Exercise: All that is needed is the number of lines in the records that contain the word "Interfaces", stated without anything else.

(Excerpts from a dataset)

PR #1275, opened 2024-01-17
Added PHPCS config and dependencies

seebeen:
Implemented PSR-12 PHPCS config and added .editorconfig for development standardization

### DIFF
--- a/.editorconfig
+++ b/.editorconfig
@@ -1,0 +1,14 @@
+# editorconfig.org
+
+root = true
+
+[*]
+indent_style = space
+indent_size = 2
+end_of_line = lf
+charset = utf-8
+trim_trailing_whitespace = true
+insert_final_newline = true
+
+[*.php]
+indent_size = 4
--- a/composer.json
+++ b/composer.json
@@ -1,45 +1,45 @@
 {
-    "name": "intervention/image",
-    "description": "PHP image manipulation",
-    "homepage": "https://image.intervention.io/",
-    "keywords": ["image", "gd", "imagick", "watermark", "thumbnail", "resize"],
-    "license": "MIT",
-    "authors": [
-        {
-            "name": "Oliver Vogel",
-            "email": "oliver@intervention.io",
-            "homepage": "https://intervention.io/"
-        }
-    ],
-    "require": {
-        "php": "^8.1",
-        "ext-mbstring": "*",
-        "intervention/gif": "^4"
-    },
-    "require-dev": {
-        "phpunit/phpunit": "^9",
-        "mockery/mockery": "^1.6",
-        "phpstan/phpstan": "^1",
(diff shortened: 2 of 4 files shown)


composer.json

* * *

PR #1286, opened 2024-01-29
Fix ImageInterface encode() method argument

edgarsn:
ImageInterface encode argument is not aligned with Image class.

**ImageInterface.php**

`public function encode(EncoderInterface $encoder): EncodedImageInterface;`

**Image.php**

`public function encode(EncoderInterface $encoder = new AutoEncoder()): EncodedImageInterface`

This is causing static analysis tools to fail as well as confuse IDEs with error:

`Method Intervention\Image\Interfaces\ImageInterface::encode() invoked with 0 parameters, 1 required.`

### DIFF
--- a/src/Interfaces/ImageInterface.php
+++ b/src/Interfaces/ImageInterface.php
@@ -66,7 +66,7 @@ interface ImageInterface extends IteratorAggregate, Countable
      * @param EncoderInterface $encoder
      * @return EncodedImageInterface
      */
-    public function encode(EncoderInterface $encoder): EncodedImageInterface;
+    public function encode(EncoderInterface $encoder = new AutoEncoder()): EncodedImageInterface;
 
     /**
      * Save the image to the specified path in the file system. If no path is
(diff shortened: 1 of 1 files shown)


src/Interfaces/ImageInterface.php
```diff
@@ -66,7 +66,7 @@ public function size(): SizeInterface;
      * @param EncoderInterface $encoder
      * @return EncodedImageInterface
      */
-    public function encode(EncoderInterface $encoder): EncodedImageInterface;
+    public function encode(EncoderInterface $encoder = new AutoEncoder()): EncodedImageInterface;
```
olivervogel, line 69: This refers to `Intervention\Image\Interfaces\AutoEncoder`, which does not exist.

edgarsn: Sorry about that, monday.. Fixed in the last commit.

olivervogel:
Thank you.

Written answer: 5